5 die in Thai anti-government clashes, PM flees police complex
Protests force PM Yingluck Shinawatra to flee a secure police compound.
Bangkok: At least five persons were killed as a week-long anti-government protests in Thailand on Sunday entered a dangerous phase when demonstrators launched a 'people's coup' on the embattled regime of Prime Minister Yingluck Shinawatra, forcing her to flee a secure police compound.
Police hurled tear-gas and water canons at about 30,000 protesters trying to breach barricades and cut barbed wire protecting Government House, office of the Prime Minister, seeking to oust Yingluck who came to power in 2011.
The Prime Minster was not present at the time. The government denied rumours that she had fled the country but her whereabouts were unknown.
Protest leader Suthep Thaugsuban called for a general strike starting from Monday. Other leaders urged protesters to seize 10 government offices, six television stations, police headquarters and the Prime Minister's offices in what they are calling a 'people's coup'.
"Today is an important day. We'll go to anywhere that is important to the government and we'll paralyse it from tomorrow onwards because nobody will be able to work tomorrow," Suthep, opposition Democrat Party leader and former deputy Prime Minister, said.
Meanwhile, Thailand's government told people in Bangkok to stay indoors from 10 p.m. on Sunday night until 5 a.m. after a day of violence.
"After 10 p.m. until 5 a.m., if it is not neccessary, we ask people to not leave their homes for their safety so they will not become victims of provocateurs," Pracha Promnok, a deputy prime minister, said in a televised address.
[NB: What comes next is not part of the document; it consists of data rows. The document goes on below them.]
Issue #45, opened 2017-11-29
Include variables written to caller's scope


jeremycook:
The following is an example of this behavior. You can see that the second time I include 'template' I do not set the value of `varB` but `varB`'s value from the first include of 'template' appears. I also have a similar example of using `with`.

I'm not sure if that is how Shopify's implementation of include behaves. So I don't know that this is strictly a bug. For my purposes it causes problems, and is an unwanted side-effect.

Your thoughts on whether or not this is a bug, or how I could scope variables in a way that they don't leak from one `include` to another would be appreciated.

```c#
var folder = Path.Combine(Path.GetTempPath(), "IncludeScopeExample");
Directory.CreateDirectory(folder);
File.WriteAllText(Path.Combine(folder, "template.liquid"),
@"-----------------
varA = {{ varA }}
varB = {{ varB }}
template = {{ template }}
");

TemplateContext.GlobalFileProvider = new PhysicalFileProvider(folder);

var model = new { Firstname = "Bill", Lastname = "Gates" };
var source =
@"Hello {{ p.Firstname }} {{ p.Lastname }}

{% include 'template', varA: 'first call of varA', varB: 'first call of varB' %}
{% include 'template', varA: 'second call of varA' %}

{% include 'template' with 'third call of with' %}
{% include 'template' %}";

if (FluidTemplate.TryParse(source, out var template))
{
    var context = new TemplateContext();
    context.MemberAccessStrategy.Register(model.GetType());
    context.SetValue("p", model);

    Console.Write(template.Render(context));
}
```

Output:

```console
Hello Bill Gates

-----------------
varA = first call of varA
varB = first call of varB
template = 
-----------------
varA = second call of varA
varB = first call of varB
template = 

-----------------
varA = second call of varA
varB = first call of varB
template = third call of with
-----------------
varA = second call of varA
varB = first call of varB
template = third call of with
```

sebastienros:
I will look into some examples/tests from shopify, but it looks like a bad behavior to me. All this variables should be local to the template, and not leak on subsequent renderings. But we need proof.

sebastienros:
I can't find anything related in the tests https://github.com/Shopify/liquid/blob/9c72ccb82f4e7a1f158b59741596a473c499875e/test/integration/tags/include_tag_test.rb

It looks like the template shouldn't change the parent's variables, but that's it. From the documentation, the other values are actually defining the main context variables, so what you are seeing seems expected. We would need to check on a shopify site probably.

[...]

PR #48, opened 2017-11-30
Child and local scope handling by TemplateContext

jeremycook:
I believe this addresses the source of variables leaking into parent scope like in issue #45. This affects the `include` and `for` statements.

One thing I did was change TemplateContext.EnterChildScope from returning a `Scope` to returning `void`. This is because the TemplateContext.ReleaseScope method should be called and not the `Scope` object's `ReleaseScope`. I want to encourage callers to use TemplateContext's Release Scope method. Calling code can still technically call the Scope object's ReleaseScope method directly by accessing it via the TemplateContext.LocalScope property, but the result of doing so is undefined behavior.

This could be further refactored by introducing an interface that the Scope class would implement. The interface would not surface the `ReleaseScope` method. The TemplateContext.LocalScope property would be of this type of interface instead of Scope, and further guarding calling code calling TemplateContext.LocalScope.ReleaseScope directly.

### DIFF
--- a/Fluid.Tests/IncludeStatementTests.cs
+++ b/Fluid.Tests/IncludeStatementTests.cs
@@ -49,6 +49,7 @@ namespace Fluid.Tests
                 FileProvider = new MockFileProvider("Partials")
             };
             var expectedResult = @"Partial Content
+Partials: ''
 color: ''
 shape: ''";
 
@@ -72,6 +73,7 @@ shape: ''";
                 FileProvider = new MockFileProvider("Partials")
             };
             var expectedResult = @"Partial Content
+Partials: ''
 color: 'blue'
 shape: 'circle'";
 
@@ -91,6 +93,7 @@ shape: 'circle'";
                 FileProvider = new MockFileProvider("Partials")
             };
             var expectedResult = @"Partial Content
+Partials: ''
 color: 'blue'
 shape: ''";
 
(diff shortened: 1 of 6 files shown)


jeremycook:
I updated include tests so that they are working "as expected" now. Unfortunately there are 3 date filter tests that are failing.

sebastienros:
Would you mind implementing your suggestion by returning an `IDisposable` that would call `Release` on the `Dispose`. Then remove the try/catch statements and just do `using (context.EnterScope())`. Keep the `ReleaseScope` public, but maybe rename it to `LeaveScope` ?

jeremycook:
Here you go. The code feels quick and dirty. I use a delegate to allow the scope to reset the TemplateContext to its parent scope on dispose. It seems like a stack could be better than these recursive Scope objects. If you had two child scopes and they were disposed out of order strange things could happen. Suggestions welcome.

sebastienros:
You are right, we would need an `AsyncStatic` field in this case, just revert to the previous commit and I'll merge. Sorry to that.

jeremycook:
Should be good to go. I removed the IDisposable Scope commit.

jeremycook:
BTW what do you mean by AsyncStatic field? Is there an example of what you're thinking out in the wild?

sebastienros:
https://github.com/aspnet/Caching/blob/dev/src/Microsoft.Extensions.Caching.Memory/CacheEntryHelper.cs#L11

He did not specify if this only applied to certain areas.
The protesters hurled stones and petrol bombs at police near the metropolitan police headquarters.
Their unrelenting campaign entered a volatile phase on Sunday that paralysed parts of Bangkok and followed a night of gun and knife battles between pro- and anti-government protesters in which five persons were killed and over 54 wounded.
Deputy Police Commissioner-General Veerapong Chiewpreecha said five persons were killed inside Ramkhamhaeng University in clashes that continued till this morning.
Anti-government protesters swarmed many state agencies and took control of Thai PBS television station.
Another group of protesters managed to break through barriers to enter the compound of the Interior Ministry.
The protesters declared Sunday 'V-Day' as they upped their ante to topple Yingluck and end her family's more than decade-long influence over Thai politics.
They accuse Yingluck of acting as a proxy for her fugitive brother and former Premier Thaksin Shinwatra who was ousted in a 2006 coup.
National police spokesman Piya Utayo said troops were being sent to a government complex occupied by protesters since Thursday and the Finance Ministry, occupied since Monday.
"We have sent forces to these places to take back government property," he said on national television.
More than 2,700 troops are being deployed to reinforce security in Bangkok, the first time a significant number of soldiers have been mobilised to deal with the unrest.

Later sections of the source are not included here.